Missing depth24unorm format? #2732

  • CW: we have the depth24unorm_stencil8 format. Aspect is depth24unorm+.
  • CW: copying from buffer to depth24unorm adds padding bytes where you'd imagine the stencil to go. Copying from - contents of the stencil byte are undefined in the APIs.
  • CW: Nice if we had such a format. Copyable into buffers. This issue tries to figure out how to do this.
  • CW: if nontrivial - maybe can move the whole depth24unorm_stencil8 extension to post-v1.
  • KN: think we could add the format, but not make it copyable yet. Make it copyable later.
  • KG: what's value of that instead of depth24unorm_stencil8?
  • MM: that's what we do in Metal - no depth24unorm without stencil8.
  • KG: because of that, and because one of the comments was - if we sign up to do the copies, we'd have to use compute shader to do them precisely/securely - also the comment says users can do this already. Feels like a post-V1 polish thing. Would make some things slightly nicer, but livable without this. One less compute shader we'll have to write.

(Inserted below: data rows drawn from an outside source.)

Issue #221, opened 2026-04-15
installed run told me: run-shell: program not found


H0nGzA1:

psmux:
You missed attaching a screenshot?

psmux:
Hey @H0nGzA1, thanks for reporting this!

It looks like both your screenshot uploads in this issue (the body and your comment) failed to upload, so I can only go off the title: **"run-shell: program not found"**.

I ran a comprehensive test suite against `run-shell` covering all code paths and could not reproduce this issue. Here is what I tested (27 tests, all passing):

**CLI path (main.rs dispatch):**
- `psmux run-shell "echo hello"` works
- `psmux run` alias works
- No args shows correct usage message
- Background mode (`-b`) works
- PowerShell pipelines, quoted commands, exit code forwarding all work
- Nonexistent commands return a proper error (not a crash)

**TCP server path (connection.rs):**
- `run-shell` via raw TCP returns correct output
- `run` alias via TCP works
- Background mode via TCP is accepted
- Nonexistent commands return PowerShell error messages

**Config file integration:**
- `run-shell` in psmux.conf executes correctly
- A bad `run-shell` in config (calling nonexistent program) does NOT crash the session, and subsequent config lines still apply

**TUI visual verification:**
- Live TUI session responds to `run-shell` via TCP
- Pane output, split windows all functional during live TUI

Could you try re uploading those screenshots? I need to see the exact error you are getting. A few questions that would help narrow this down:

1. **What command did you run?** Did you just run `psmux` (which loads your config file) or did you run `psmux run-shell <something>` explicitly?
2. **Do you have a `.psmux.conf` or `.tmux.conf`** in your home directory? If so, does it have any `run-shell` or `run` lines? For example, tmux plugin manager (TPM) configs often include `run '~/.tmux/plugins/tpm/tpm'` which would not exist on Windows.
3. **Which shells are available on your system?** Can you run `where pwsh` and `where powershell` in a command prompt and share the output?

The error format `run-shell: <message>` comes from psmux when the underlying shell binary itself cannot be found. On a standard Windows system, psmux falls back through `pwsh` then `powershell` then `cmd.exe`, so at least one should always be available.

  • MM: what does D3D12 do? Do they have this format?
  • KG: stencil must be 0 for copies.
  • CW: D3D12 says, if you copy from buffer to texture, you must copy in 0s into the stencil byte. "depth24x8"?

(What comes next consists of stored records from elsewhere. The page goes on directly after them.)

PR #225, opened 2026-04-15
fix: bounded frame channel to preserve fast typing

### LINKED ISSUE #224: Fast typing drops intermediate frames — characters not rendered while cursor advances
## Description

When typing quickly in a psmux pane, the cursor advances correctly but characters are not rendered on screen. Typing slowly works fine — each character appears as expected. This is a regression that did not exist before.

## Steps to Reproduce

1. Open a psmux session
2. Type quickly in any shell (bash, pwsh, etc.)
3. Observe that the cursor moves forward with each keystroke, but some or all characters behind the cursor fail to render
4. Typing slowly renders every character correctly

## Root Cause

Commit 694156e ("fix: bounded frame push prevents copy-mode scroll memory leak") replaced the unbounded `mpsc::channel` per client with a single-slot `Arc<Mutex<Option<String>>>`. The `push_frame()` function now **overwrites** any unconsumed frame in the slot:

```rust
// src/types.rs — push_frame()
slots.retain(|(_, slot)| {
    // overwrites any pending frame — only "latest" is kept
    *pending = Some(frame.to_string());
    ...
});
```

And the writer thread in `connection.rs` polls the slot on a 5ms timeout:

```rust
// 2. Check the frame slot — take the latest pushed frame
let frame = frame_lock.lock().ok().and_then(|mut slot| slot.take());
```

During fast typing:
1. Each keystroke triggers a PTY update → server generates a new frame
2. If multiple frames arrive within the 5ms polling window, intermediate frames are **overwritten and never delivered** to the client
3. The client only receives the "latest" frame, which may have the correct cursor position but intermediate rendering states are lost
4. The client-side skip logic (`dump_buf == prev_dump_buf`) can further compound this if timing causes a stale comparison

The previous unbounded channel design queued all frames, guaranteeing each one was delivered and rendered. The single-slot design trades that guarantee for bounded memory — fixing the copy-mode scroll leak but breaking fast typing.

## Expected Behavior

All typed characters should render on screen regardless of typing speed.

## Suggested Fix

Consider a bounded channel (e.g., `mpsc::sync_channel` with a small capacity like 8-16) instead of a single-slot overwrite. This would:
- Still bound memory (unlike the original unbounded channel)
- Allow a small burst of frames to queue without being dropped
- Only drop frames under sustained high-throughput scenarios (like the scroll case the fix was targeting)

Alternatively, the frame slot could use a dirty flag + condvar to wake the writer thread immediately on each new frame rather than relying on the 5ms poll interval, reducing the window for overwrites.

## Environment

- Windows 11
- psmux latest (post-694156e)

tarikguney:
## Summary

- Replaces the single-slot `Arc<Mutex<Option<String>>>` frame push (from 694156e) with a bounded `sync_channel` (capacity 16)
- Fixes fast typing regression where cursor advances but characters are not rendered because intermediate frames were overwritten before the client consumed them
- Memory remains bounded to `O(FRAME_CHANNEL_CAPACITY * clients)` — still prevents the original unbounded growth during rapid copy-mode scrolling

## What changed

**`src/types.rs`**: `FrameSlot` → `FrameChannel` backed by `mpsc::sync_channel(16)`. `push_frame()` uses `try_send()` — if the channel is full (sustained scroll burst), the frame is skipped rather than blocking, so the server is never stalled. Dead channels are pruned via `Disconnected`.

**`src/server/connection.rs`**: Writer thread now locks the channel receiver once and drains all queued frames per loop iteration via `try_recv()`, delivering batched frames without the 5ms polling delay between them.

## Why this approach

| Approach | Memory bound | Fast typing | Scroll burst |
|---|---|---|---|
| Original unbounded channel | ❌ O(frames) | ✅ all frames queued | ❌ 1 GB leak |
| Single-slot (694156e) | ✅ O(1) per client | ❌ drops intermediate frames | ✅ bounded |
| **Bounded channel (this PR)** | ✅ O(16) per client | ✅ 16-frame burst buffer | ✅ graceful skip when full |

Fixes #224

## Test plan

- [ ] Type quickly in a psmux pane — all characters should render without gaps
- [ ] Run `test_scroll_memory.ps1` — memory should stay bounded (regression test from 694156e)
- [ ] Attach multiple clients and type fast in each — no cross-client interference

### DIFF
--- a/src/server/connection.rs
+++ b/src/server/connection.rs
@@ -95,18 +95,20 @@ if line.trim() == "PERSISTENT" {
     let mut ws_bg = write_stream.try_clone().unwrap();
     let (resp_tx, resp_rx) = mpsc::channel::<mpsc::Receiver<String>>();
 
-    // Register a frame slot for server-pushed frames (event-driven rendering).
-    // The slot holds at most ONE pending frame — push_frame() overwrites any
-    // unconsumed frame, bounding memory to O(1) per client instead of O(frames).
-    let frame_slot = crate::types::register_frame_slot(client_id);
+    // Register a bounded frame channel for server-pushed frames (event-driven
+    // rendering).  The channel queues up to FRAME_CHANNEL_CAPACITY frames,
+    // allowing short bursts (e.g. fast typing) to be delivered without dropping
+    // intermediate states, while still bounding memory for sustained throughput
+    // scenarios (e.g. rapid scroll in copy mode).
+    let frame_chan = crate::types::register_frame_channel(client_id);
 
     // Register a directive channel for queued directives (e.g. SWITCH).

  • MM: so they have the format but have rules.
  • CW: reason this comes up - spec's in terms of aspect-specific formats. This format doesn't have depth-specific aspect. All of it, or just the depth part. Have to fix up the spec to make this happen.

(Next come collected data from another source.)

PR #228, opened 2026-04-15
fix: fire pane-died/pane-exited hooks with remain-on-exit

### LINKED ISSUE #227: pane-died / pane-exited hooks with remain-on-exit (tmux parity)
## Problem statement

In **tmux**, when a pane's child process exits and **`remain-on-exit`** is enabled, the pane stays on screen in a "dead" state and hooks such as **`pane-died`** (and related events) still run. Automation and plugins often depend on that—for example a `pane-died` hook that runs `respawn-pane` after checking `#{pane_dead}`.

In **psmux**, **`pane-died`** / **`pane-exited`** hooks appear to run only when the reaper **removes** a pane from the layout. If **`remain-on-exit`** is on, the child exits but the pane node may stay, so **no prune occurs** and the hooks **may never fire**. That breaks workflows and external tests that assume tmux-like behavior.

## Commands to reproduce

**`display-message` is shown on an attached client** (status / message area). A detached session often has no client, so you will not see the message until you attach—or use a side effect that does not need a TUI.

### A. See `display-message` (requires a client)

1. Start a **detached** session whose pane exits quickly:

```powershell
psmux new-session -d -s repro-session -n test "Start-Sleep -Seconds 2"
```

2. Set **`remain-on-exit`** and a **`pane-died`** hook:

```powershell
psmux set-option -t repro-session -g remain-on-exit on
psmux set-hook -t repro-session pane-died 'display-message "PANE-DIED-FIRED"'
```

3. **Attach** so messages are visible:

```powershell
psmux attach -t repro-session
```

4. Wait until the initial **`Start-Sleep`** has finished (at least ~3 seconds after step 1, or wait after attach if you attached late).

5. **Expected (tmux-like):** shortly after the pane's process exits, you should see **`PANE-DIED-FIRED`** in the message/status area. **Actual:** that message may never appear even though the pane is dead with **`remain-on-exit`**.

Detach when finished (e.g. prefix + `d`, or your documented detach command).

### B. Observe without relying on the UI (detached-friendly)

```powershell
psmux set-hook -t repro-session pane-died 'run-shell -b "echo died >> $env:TEMP\psmux-pane-died.txt"'
```

After the sleep exits, inspect that file for new content.

Optional: repeat the same steps against **tmux 3.x** with the same session/hook names for comparison.

## Acceptance criteria

1. When a pane's child process exits and **`remain-on-exit`** is **on**, **`pane-died`** and **`pane-exited`** hooks run in line with **tmux** semantics for that scenario.
2. Hooks must not fire repeatedly every idle tick; they should run when the "dead under remain-on-exit" condition is first detected (or match tmux behavior if documented differently).
3. Firing hooks for remain-on-exit deaths must not imply removing panes or resizing the layout solely because the pane became dead (resize when the tree structure changes, e.g. a pane is actually removed).
4. With **`remain-on-exit` off**, existing behavior for reaping exited panes and firing hooks on removal remains correct.
5. Add or extend tests (unit and/or integration) that cover hooks firing when a pane becomes dead with **`remain-on-exit`**; update compatibility docs if the project maintains them.

tarikguney:
## Summary

- Fixes `pane-died` and `pane-exited` hooks not firing when `remain-on-exit` is enabled
- Hooks now fire when a pane's child process exits, regardless of whether the pane is retained or removed from the tree
- Layout resize only happens when panes are actually removed (not when they transition to dead state)

## Root cause

When `remain-on-exit` is on, `prune_exited()` marks panes as `dead` but keeps them in the tree. The hook-firing logic only checked whether the tree leaf count decreased (`leaves_after < leaves_before`), which **never** happens in the remain-on-exit case since dead panes are still counted as leaves. So hooks never fired.

## What changed

**`src/tree.rs`**:
- `prune_exited()` now returns `(Option<Node>, newly_dead_count)` — the second value tracks panes that transitioned alive→dead in each call
- `reap_children()` returns `(all_empty, any_pruned, any_newly_dead)` — separating "pane removed from tree" from "pane became dead"

**`src/server/mod.rs`**:
- Hooks fire when `any_pruned || any_newly_dead` (either a pane was removed OR became dead)
- Layout resize only runs when `any_pruned` (actual tree structure change)
- Uses `fire_hooks()` helper instead of inline hook execution

## Why hooks don't fire repeatedly

The `has_any_exited()` fast-path check (line 688) returns `false` for already-dead panes (`if p.dead { return false; }`), so once a pane transitions to dead state and hooks fire, subsequent reap ticks skip it entirely.

Fixes #227

## Test plan

- [ ] With `remain-on-exit on`: start a pane with a short-lived process, set `pane-died` hook — verify hook fires when process exits
- [ ] With `remain-on-exit off`: same test — verify existing behavior (hooks fire, pane is removed) still works
- [ ] Verify hooks fire exactly once per pane death, not on every reap tick
- [ ] `respawn-pane` after death should reset the pane; if it dies again, hooks should fire again

### DIFF
--- a/src/server/mod.rs
+++ b/src/server/mod.rs
@@ -4023,15 +4023,18 @@ pub fn run_server(session_name: String, socket_name: Option<String>, initial_com
         // Check if all windows/panes have exited (throttled to every 250ms)
         if last_reap.elapsed() >= Duration::from_millis(100) {
             last_reap = Instant::now();
-            let (all_empty, any_pruned) = tree::reap_children(&mut app)?;
+            let (all_empty, any_pruned, any_newly_dead) = tree::reap_children(&mut app)?;
             if any_pruned {
-                // A pane exited naturally - resize remaining panes to fill the space
+                // A pane was removed from the tree - resize remaining panes to fill the space
                 resize_all_panes(&mut app);
+            }
+            if any_pruned || any_newly_dead {
+                // A pane exited — fire hooks whether it was removed (remain-on-exit off)
+                // or just marked dead (remain-on-exit on).  Fixes #227.
                 state_dirty = true;
                 meta_dirty = true;
-                // Fire pane-died / pane-exited hooks
-                if let Some(cmds) = app.hooks.get("pane-died") { let cmds = cmds.clone(); for cmd in &cmds { let _ = execute_command_string(&mut app, cmd); } }
-                if let Some(cmds) = app.hooks.get("pane-exited") { let cmds = cmds.clone(); for cmd in &cmds { let _ = execute_command_string(&mut app, cmd); } }
+                crate::commands::fire_hooks(&mut app, "pane-died");
+                crate::commands::fire_hooks(&mut app, "pane-exited");
             }
             if app.exit_empty && all_empty {
                 let home = env::var("USERPROFILE").or_else(|_| env::var("HOME")).unwrap_or_default();
--- a/src/tree.rs
+++ b/src/tree.rs
@@ -363,33 +363,40 @@ pub fn get_split_mut<'a>(node: &'a mut Node, path: &Vec<usize>) -> Option<&'a mu
     Some(cur)
 }
 
-pub fn prune_exited(n: Node, remain_on_exit: bool) -> Option<Node> {
+/// Prune exited panes from the tree.  Returns `(Option<Node>, newly_dead_count)`:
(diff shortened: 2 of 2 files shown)


psmux:
Hey @tarikguney, closing this since the same fix already landed via the second commit in #225 (80bb22e), which is now merged into master. The changes in `tree.rs` and `server/mod.rs` are identical. Issue #227 is resolved. Thanks for the quick turnaround on both PRs!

  • MM: just implemented this - didn't run into this problem. Surprised there's something missing.
  • CW: run into this in the CTS. depth24unorm_stencil8 is copyable into buffers. That fails because we try to use it as depth24+ depth-specific aspect and that's (not allowed?)
  • KN: something we should change in the spec. Define what depth24unorm is without adding it to the format list. That's editorial. Non-editorial: should there be a format, and should it be copyable. I don't think we need the format, and don't need to make it copyable.
  • CW: issue - when you copy texture->buffer need to specify an aspect. Constraint coming from Metal. Blit options when you do the copy.
  • KN: can spec the aspect. depth-only, stencil-only.
  • CW: then the bytes aren't defined.
  • KN: but we don't allow that copy regardless. Point's to allow the copy?
  • CW: point of the sized formats is that you can do the copy.
  • CW: let's work more offline.
  • MM: what would help me is a test program.
  • KN: want to think about this more too.

Agenda for next meeting

  • CW: great progress this time.
  • CW: WebKit implementation issues? Streaming impl, max command counts, render bundles?